И мне запеть вдруг захотелось – шквалом нахлынуло, обволокло так, что не всякий и сдержался бы. Но я справляюсь – на горло песне наступил – та и не пикнет. Папка решит, что я, душа моя, работы требует, и предоставит – дрова заставит перекладывать, иное что ли – дел полно. А это – в данный, во всяком случае, момент – не отвечает моим интересам, мало того – противоречит резко им.
Рыжий заголосил:
– А мо-оре, а мо-оре цалуитса с луно-ою!..
Ободзинский. Слов не расслышал бы и песню бы не распознал.
Крёсна, слышу, просит из ограды:
– Вовка, не вой – парунья сдохнет!.. Ух у ей нет идь – не заткнуть их!.. И у меня башка расколется!.. Как ирехонец.
Умолк, Магомаев. Слава Богу. Мир вытерпел – не треснул.
Вскопал я, что было задано мне, – взрыхлил весь
– Я же не соврал маме, – вслух сам себя так убеждаю. – На Кемь отправился. В Черкассах Кемь ведь.
И согласился сам с собой, и мир во мне установился.

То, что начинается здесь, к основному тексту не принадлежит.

PR #484, opened 2015-07-31
Update appengine/build.xml

lizlooney:
Delete old blockly-<guid>.js files before creating new one.

I noticed that everytime I do "ant" or "ant noplay", I end up with an additional blockly-<guid>.js file in the appengine/build/war directory. These files are 3.9M each.

### DIFF
--- a/appinventor/appengine/build.xml
+++ b/appinventor/appengine/build.xml
@@ -96,6 +96,9 @@
         <filter token="GUID" value="${guid1}"/>
       </filterset>
     </copy>
+    <delete>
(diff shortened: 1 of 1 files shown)


lizlooney:
@halatmit @jisqyv

jisqyv:
@lizlooney There was another place to get (which I took care of) so "ant Blockly" also gets rid of the old blocklies.

jisqyv:
LGTM

jisqyv:
@lizlooney MERGED.

Issue #481, opened 2015-07-29
"Export all projects" disabled in My projects view


halatmit:
I am exporting my students' work from earlier this month.

I've noticed that if I go to the projects listing from the top-level "My Projects" button, then the menu option to "Export all projects" is not available.

OTOH, if I go there by choosing Projects > My projects, then it's available.

I think this is a bug.

be1be1:
Dear Prof. Hal, has this issue be fixed already? I am trying to do it and I have one question. As a normal user, should I be allowed to export all projects when I am in the designer/block view?

halatmit:
@bxie 
Yes, I think you should be able to do it from the designer view.
I'll assign the issue to you.

PR #490, opened 2015-08-03
Enable "Export all Projects" in My projects view issue #481

be1be1:
Previously, "export all projects" item will be disabled if you go to the project lists from the top-level “My Projects” button. It is fixed now. Issue #481


afmckinney:
Pushed to gerrit and merged.

PR #491, opened 2015-08-03
Exportselectedprojects cleaned up

attraylor:
This branch adds a "Export selected projects" menu item to the Projects dropdown in the menu at the top. It downloads all projects the user selects (using the check boxes next to the projects) as a zip file.

I closed my last pull request and opened a new one because my last pull request a) had a bunch of extra additions, and b) was not squashed into one commit.

@afmckinney


afmckinney:
Works but needs to be changed slightly so that if there is one project selected in my projects page the menu items are properly deselected and selected. I would also propose that the menu item for downloading a project from the designer or blockseditor be rename to download current project and on My Projects page even if there is one project selected it should not give you and error when you select download selected projects as a zip file.

PR #508, opened 2015-08-15
Added supportsScreens to manifest

halatmit:
Added keyboard for ConfigChanges so app won't stop when attaching an external keyboard.


colinwirt:
Did ConfigChanges end up having keyboard added or was the change abandoned?

PR #523, opened 2015-08-20
Fix NPF in Player

jisqyv:
When playing MIDI files the player will fail to prepare after a
stop (Android Bug). This leaves the player pointer null, so we should
not dereference it.

Change-Id: Iff739b307eac325e608c729223651329ea1a9784


jisqyv:
@halatmit After this fix, you do get the error from prepare reflected to the app.

halatmit:
LGTM

halatmit:
Yes


== Hal Abelson
hal@mit.edu
Prof. of Comp. Sci. and Eng.

PR #525, opened 2015-08-21
Arrange for a “Send Error Report” in the Companion

jisqyv:
If ACRA is active, add a menu item, only on the Companion, offering to
send an error report. Once the report is sent, a two word report ID is
displayed to the user. We will ask people who submit reports to send
us an e-email (or update the forum) with the two word ID so we can
find their report in our database.

Change-Id: I9898b0077ce163bdbc6af9aae546fd833d9a8a6c


jisqyv:
@halatmit As promised. Here is the PR for adding the report sending...

jisqyv:
@halatmit If you simply compile App Inventor, ACRA is not active.  To activate it. You need to do an "ant clean" and then build the companion as:
 
  "ant -Dacra.uri=<URI> PlayApp"

Where <URI> is the url for the backend reporting. If you set it to http://acra.appinventor.mit.edu you should see the menu choice (though that backend may be down at the moment, but it won't matter, you can still attempt to submit a report and you will see the dialog with the ID). ACRA queues reports that it cannot send immediately.

halatmit:
>   Where is the url for the backend reporting

You mean

"ant -Dacra.uri= <uri for backend reporting>"  ???



== Hal Abelson
hal@mit.edu
Prof. of Comp. Sci. and Eng.

jisqyv:
@halatmit Yes, when I first entered the comment github swallowed the angle brackets. You probably want to use the "PlayApp" target so you don't build the client side just to build a companion.

For testing you can use http://acra.appinventor.mit.edu/acra/

That is the old acra reporting location we used with Lyn, it should still be up, but it is discarding information it receives.

appinventor/components/src/com/google/appinventor/components/runtime/ReplForm.java
```diff
@@ -145,6 +147,23 @@ public boolean onMenuItemClick(MenuItem item) {
...
+    if (!ReplApplication.isAcraActive()) { // If ACRA isn't active
+      return;                              // we don't show the button
+    }
+    MenuItem showSettingsItem = menu.add(Menu.NONE, Menu.NONE, 4,
+      "Send Error Report").setOnMenuItemClickListener(new OnMenuItemClickListener() {
+          @Override
+          public boolean onMenuItemClick(MenuItem item) {
+            String reportId = genReportId();
+            ReplApplication.reportError(null, reportId);
+            Notifier.oneButtonAlert(activeForm, "Your Report Id is:\n" + reportId, "Error Report Id", "OK");
```
halatmit: add another line:   use this id when reporting your error

appinventor/components/src/com/google/appinventor/components/runtime/ReplForm.java
```diff
@@ -145,6 +147,23 @@ public boolean onMenuItemClick(MenuItem item) {
...
+            return true;
+          }
+        });
+    showSettingsItem.setIcon(android.R.drawable.sym_def_app_icon);
```
halatmit: how about
android.R.drawable.stat_sys_warning

halatmit:
two tiny comments.
Otherwise LGTM, so push it.

jisqyv:
@halatmit I'll make the changes!

jisqyv:
MERGED

PR #526, opened 2015-08-22
Make sure the Web Component has the permissions it needs

jisqyv:
The Web Component needs READ_EXTERNAL_STORAGE and
WRITE_EXTERNAL_STORAGE. When we created packages with minSdk of 3, we
didn’t need these permissions because they were not introduced until
API 4, so if you declared you minSdk to be 3 (or less) then their
granting was implied. When we updated our minSdk to 4, we lost this
grandfathered implied permission.

Change-Id: I01bedb15bc82e58231bf1ae3226af788b7d86bb5


halatmit:
LGTM

Issue #406, opened 2015-06-03
Correct value of selection index with filtered list pickers


halatmit:
Below sample shows how filtering works. Select 1st a and then last a. On each selection, the selected text, index will display.

Next, toggle filter and click on same selections. Notice the selectionIndex. Taifun's recommendation is to keep / show the original unfiltered index. I can see the benefit in it, but not sure on how to accomplish it.

Try test app here: http://3nportal.com/temp/TestListView.aia

Momoumar:
@halatmit,
I was not able to reproduce this bug on a One Plus One running Android 5.0.2.

halatmit:
Are you saying that the selection index now refers to the position in the
unfiltered list?
If so, we can close the issue.



== Hal Abelson
hal@mit.edu
Prof. of Comp. Sci. and Eng.
MIT Dept. of Elec. Eng. and Comp. Sci.
MIT Media Lab, Second Class Faculty

Momoumar:
Yes that is correct. The index are fine whether or not filter is toggled.

Momoumar:
Oh I think I've missedsomething. 
The bug is that the filtered text should show the index of the unfiltered one ?

halatmit:
The correct behavior is that the selection index should be the index in the
unfiltered list, not the index in the filtered list.



== Hal Abelson
hal@mit.edu
Prof. of Comp. Sci. and Eng.
MIT Dept. of Elec. Eng. and Comp. Sci.
MIT Media Lab, Second Class Faculty

Momoumar:
Noted.

jisqyv:
Fixed in #695 now merged into UCR

PR #528, opened 2015-08-22
 Correct value of selection index with filtered list view. ref issue …

Momoumar:
…#406
@halatmit I didn't find another way to solve this.


halatmit:
I'm going to close this for now, until someone makes progress on the issue

PR #532, opened 2015-08-23
Fix MediaUtil for devices with density of 1.0

jisqyv:
Turns out that calling scaling with a density of 1.0 causes Android to
just return the original bitmap. But we called recycle() on the
original bitmap, which results in an error when the scaled
bitmap (which is “eq” to the original bitmap) is used.

Remove the call to recycle() as it likely isn’t needed. Don’t bother
attempting to scale a bitmap when the density is 1.0

Change-Id: Ib9b52baa29c99b2ccd77fbef299522446552ab60


jisqyv:
@halatmit Please review. I'll likely update the commit message and the comments in the code to be more explanatory. But this is the gist of the actual change.

halatmit:
LGTM

PR #534, opened 2015-08-24
Make sure the SoundRecorder has the permissions it needs

jisqyv:
It needs READ and WRITE External Storage now that minSdk is 4.

Change-Id: I1e3bd74449f154020b531b4815b9f3e8c8dfbcfa


jisqyv:
@halatmit Here is the SoundRecorder fix (tested).

-Jeff

halatmit:
LGTM

PR #539, opened 2015-08-27
Bugfixes in VideoPlayer

jisqyv:
Make sure we can use Percentage settings in the Video Player. Also
have to manually apply screen density as well.

Change-Id: I8ae8299f39af3321a1a6ffc57505fcb14fa14aeb


jisqyv:
@afmckinney @halatmit This code should fix the video player, both percentages and scaling.

afmckinney:
LTGM - Pushed to Gerrit

Issue #285, opened 2015-02-25
change HideKeyboard to be a single block under control


halatmit:
.. rather than a method of textboxes.

jisqyv:
@halatmit So we should deprecate the TextBox.HideKeyboard method (and convert the blocks to the new generic block on project upgrade?).

halatmit:
Yes, that's what we should do.




== Hal Abelson
hal@mit.edu
Prof. of Comp. Sci. and Eng.
MIT Dept. of Elec. Eng. and Comp. Sci.
MIT Media Lab, Second Class Faculty


On Tue, Feb 24, 2015 at 11:38 PM, Jeffrey Schiller <notifications@github.com

EnisM:
Thanks Hal...

halatmit:
I think that we should do this in two stages:

(1) Add HideKeyboard as a screen method.
(2) Deprecate TextBox.HideKeyboard.

Let's do only (1) for now.   It doesn't hurt to keep the TextBox method around.

kkashi01:
@halatmit If you like, you can assign this to me

marksherman:
@halatmit, you've said it two different ways, and I'd like to clarify. Do you want the new "hide keyboard" block to be under the Screen menu, or under the built-in Control menu?

(question derived from talking with @farxinu)

halatmit:
@marksherman I think we should make it s method of Screen, not a new builtin under Control.

halatmit:
@kkashi01 Thanks for volunteering, but I'd like to assign this to Farzeen, since it's a good starter project.   Anything else you'd be interested in taking.

kkashi01:
@halatmit NP. I'll take a look at list of issues

josmas:
Can this be closed? I can see the block in `Screen` now. Is the deprecation of the TextBox block needed?

ewpatton:
@josmas Agreed. I don't think the deprecation is necessary. There may be many ways to solve the same problem. Some people might be inclined to look at TextBox as a way of hiding the keyboard, whereas others might look to the Screen. I think both ways are valid. (I'd also be willing to throw a block in control, but it's less clear to me that it should be there than something to do with screen management.)

PR #541, opened 2015-08-28
Moved HideKeyboard from TextBox to Form (Bug #285)

farxinu:
The method block has been moved from TextBox.java to Form.java, which increments the versions of YoungAndroid, Form, and TextBox.


farxinu:
@halatmit @marksherman

halatmit:
@afmckinney @farxinu @marksherman 
Andrew please review this.  Pne issue is that removing the HideKeyboard method from TextBox break existing projects.   It's better to keep the old method there (and also have it in Form), but arrange the upgrader so that the TextBox method is show as deprecated, in a tooltip or something.

afmckinney:
I am testing this now.

jisqyv:
@farxinu Sorry for the slow response, we have been busy on other issues.

A change like this has to provide a an upgrader to upgrade existing projects that are using the HideKeyboard function in TextBlock to use the block from Form (Screen1). As currently written any project that using the HideKeyboard block will break and become unusable.

jisqyv:
@farxinu Btw. If you leave the version in place in TextBox, then you don't have to do an upgrader. We believe that is a reasonable approach.

farxinu:
So I should re-add HideKeyboard as a TextBox method and also have it as a Form method?

farxinu:
@jisqyv sorry, forgot to tag you.

jisqyv:
@farxinu Yes. That will avoid the need for an upgrader.

farxinu:
@jisqyv Should be fixed now.

jisqyv:
@farxinu Note: When you add a new error number, you also have to add the message that goes with it. In this case I have done that for you:

     errorMessages.put(ERROR_SCREEN_INVALID_ANIMATION,
         "Bad value for screen open/close animation: %s");
+    errorMessages.put(ERROR_NO_FOCUSABLE_VIEW_FOUND,
+        "No Focusable View Found");
     // Canvas errors

(for future reference).

Otherwise: LGTM. Tested and on Gerrit for final unit tests.

halatmit:
What's the actual error message being shown by default as the notofication?




== Hal Abelson
hal@mit.edu
Prof. of Comp. Sci. and Eng.

jisqyv:
@halatmit "No Focusable View Found" (Yeah, I know... I just merged this change, but we can add another change to change the message).

jisqyv:
MERGED

halatmit:
How about "No keyboard is showing".

Does that adequately describe the error condition?


== Hal Abelson
hal@mit.edu
Prof. of Comp. Sci. and Eng.


On Sun, Oct 18, 2015 at 10:01 PM, Jeffrey Schiller <notifications@github.com

jisqyv:
Not really. The keyboard may well be showing...

halatmit:
Hmm.

OK.  Let's leave it as is and someday figure out something better to say.




== Hal Abelson
hal@mit.edu
Prof. of Comp. Sci. and Eng.


On Sun, Oct 18, 2015 at 10:32 PM, Jeffrey Schiller <notifications@github.com

farxinu:
Thank you! Sorry, I didn't realize that.

PR #5818, opened 2020-07-03
Add documentation for the QGIS Random Points in Polygons algorithm

### LINKED ISSUE #5792: [feature][processing] Random points in polygons C++ algorithm
Original commit: https://github.com/qgis/QGIS/commit/2a786aede27bd788f757bc281a519a02e3529cc7 by web-flow

Offers the same functionality as the Random points inside polygons
algorithm, and in addition it includes (possible to opt-out) the attributes
from the containing polygon and the ability to specify a seed for the random
number generator.

Could replace the Python algorithm Random points inside polygons, but
this C++ implementation only supports "Points count" ("number of points
for each feature") directly, while "Points density" is supported by allowing the
point count to be data defined (using the polygon area to calculate the
number of points).

havatv:
Goal: Add documentation for the QGIS Random Points in Polygons algorithm

Ticket(s): Fix  #5792


lajunek:
looks fine to me.

PR #5830, opened 2020-07-05
Enable numerical figure references

havatv:
Goal: Enable numerical references to figures using Sphinx numref.

Ticket(s): #788


havatv:
@SrNetoChan, @DelazJ, do you see any problems / challenges with this?

I only had to add

    # Enable numeric figure references
    numfig = True

to conf.py to make :numref: work. I think this Sphinx feature has been available for quite some time (since Sphinx 1.3 ?).

SrNetoChan:
Ah I remember seeing that long time ago and finding it interesting. How does it look both in HTML and PDF?

If I recall one of the challenges was the separation between documents, because I think there was no way to restart numbering in, for example the training manual.

Better try to add numbered figured in several documents to see how it works.

havatv:
> Ah I remember seeing that long time ago and finding it interesting. How does it look both in HTML and PDF?

It looks fine in both. @DelazJ has an issue with high figure numbers, but that is fine with me. He says it can be solved by introducing chapter numbering, but he does not like that. See #788.

> If I recall one of the challenges was the separation between documents, because I think there was no way to restart numbering in, for example the training manual.
> 
> Better try to add numbered figured in several documents to see how it works.

Will do.

havatv:
I have now updated the figure referencing part of the documentation guidelines.
I also enabled PDF for the documentation guidelines (it will be useful for documenters to also see how the examples in the guidelines look in PDF).
If there are no objections pointing to important problems with merging, I will do so it this evening.

PR #5833, opened 2020-07-06
List 3.10 version in 3.4 docs bottom left panel

agiudiceandrea:
Goal:
Add the 3,10 version to the list of docs versions in the bottom left panel of 3.4 docs.

Current bottom left panel of 3.4 docs (3.10 version is missing)
image

### DIFF
--- a/docs_conf.yml
+++ b/docs_conf.yml
@@ -1,4 +1,4 @@
 
-version_list: testing, latest, 3.4, 2.18, 2.14, 2.8, 2.6, 2.2, 2.0, 1.8
+version_list: testing, latest, 3.10, 3.4, 2.18, 2.14, 2.8, 2.6, 2.2, 2.0, 1.8
 # Fill this list based on languages that are actually pulled from transifex
 supported_languages: en, bg, cs, de, es, fi, fr, id, it, ja, ko, nl, pt_BR, pt_PT, ro, ru, tr, zh-Hant


DelazJ:
Thanks @agiudiceandrea 
I think we should consider how we want to deal with this in a maintainable way. When 3.16 is out:
- do we still want to update the 3.4 docs with the newer version?
- or do we consider that we list in 3.4 the older versions + latest + master only? Meaning that If ever there is anything between 3.4 version and 3.16, then it's "hidden"?

I don't have a very strong opinion but here are the options I see (_none in my hands_):
* issue a PR adding the new version and rebuild the docs accordingly: imagine when we release 3.22, that means we have to update the list in 3.4, 3.10, 3.16 and rebuild each of them x their translations. This will also trigger the last update date (unless it can be blocked? didn't check)
* browsing around, the docs (sphinx, readthedocs, django, pyqgis) seem to keep the list updated. And I find https://github.com/qgis/pyqgis/blame/gh-pages/fix-versions.sh which I assume, updates the list in the generated output html files. Am I right, @3nids? In which case, it would take someone to update it according to our build folder structures(*), and a job to regularly run it whenever we release a new doc to keep the lists updated. Afaics, this one does not trigger the last update info.

(*) for information, on our server, outputs are stored in {version/language/} folders

SrNetoChan:
PostgreSQL also has links for all versions.

To me, the biggest hurdle is the need to rebuild all the old documentation every time...

DelazJ:
> To me, the biggest hurdle is the need to rebuild all the old documentation every time...

Unless [point 2 above](https://github.com/qgis/QGIS-Documentation/pull/5833#issuecomment-656047018), if possible.

DelazJ:
Will be done server side, using #6077

PR #5853, opened 2020-07-09
Add link to 3.10 documentation

havatv:
Goal: Add a link to the 3.10 documentation in the bottom part of the left panel of the 3.4 documentation.
The latest link also points to 3.10, but I think it is OK to have 3.10 there also.

Ticket(s): I thought I had seen an issue on this, but I can't find it #


DelazJ:
Not an issue but a PR (#5833 - though not really the same issue)

havatv:
> Not an issue but a PR (#5833 - ~though not really the same issue~ I did not notice you were targeting the 3.4 branch so yes, this one is a duplicate)

Aha... :-)

PR #5856, opened 2020-07-09
Add a link to the documentation index in the documentation sidebar

### LINKED ISSUE #5543: Give the index a promenent place on the docs web pages

havatv:
Goal: Add a link to the documentation index in the documentation sidebar. The link is placed at the bottom of the sidebar title (under the "search the docs" field).

Ticket(s): Fix #5543

### DIFF
--- a/themes/rtd_qgis/layout.html
+++ b/themes/rtd_qgis/layout.html
@@ -20,3 +20,8 @@
 
  {% endblock extrabody %}
 
+ {% block sidebartitle %}
+   {{ super() }}
+   <a href= "{{pathto('genindex.html', 1)}}">Index</a>
+ {% endblock %}
+


DelazJ:
Mind sharing a screenshot?

havatv:
> Mind sharing a screenshot? Thanks

image

SrNetoChan:
I can see how useful the index can be, but I wonder if this is the best place to put it... Besides, the term index is not clear to me that it won't go the documents index and not a list of terms.

ghtmtt:
related to adding new buttons in the sidebar. Especially in the pyqgis docs a `Go to Top` in the lower part of the sidebar would be ultra-useful. :)

havatv:
> I can see how useful the index can be, but I wonder if this is the best place to put it... Besides, the term index is not clear to me that it won't go the documents index and not a list of terms.

It is important that the link to the index always is available and visible, preferably at the same location in the "UI". The top of the left panel is such a place.

If you are aware of another term, please let me know. **Index** is the term normally used in books (https://www.google.com/search?q=book+index), and also quite commonly used for all kinds of documents (https://www.google.com/search?q=document+index).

Дуся с Таней – те сразу же после звонка последнего уехали домой, в свою любимую деревню. Танина мать, тетя Надя, рано утром ездила зачем-то до переправы – кого-то, может, отвозила на «Урале» и забрала их на обратном пути. Не попрощались даже – не успели. Только записку Таня мне оставила:
«Целых четыре дня буду дома. Сначала отосплюсь, потом стану готовиться. Почти сто часов без тебя – невыносимо. Твоя глупая „зеленоокая Волчица“. Ее глаза за это время могут выцвести – она их выглядит – в какую сторону, ты знаешь. Дуська торопит, некогда писать».
Наизусть помню.
Записку Галя мне передала. В Ялань вошли уже, дошли до перекрестка и попрощались. «На, – обернувшись, говорит. – Чуть не забыла… От твоей». А мне неловко стало почему-то. Записку дома уж раскрыл. Глаза у Гали…
И вдруг я понял… нет, почувствовал: могу за Галю умереть.
И интересно, тут же думаю: едет мотоцикл, еще большой такой и с люлькой, а за рулем – распознаёшь вдруг – женщина. Ну, ё-моё. И это тетя Надя. Еще бы, ладно, на «козле». Тот уж хоть легкий в управлении.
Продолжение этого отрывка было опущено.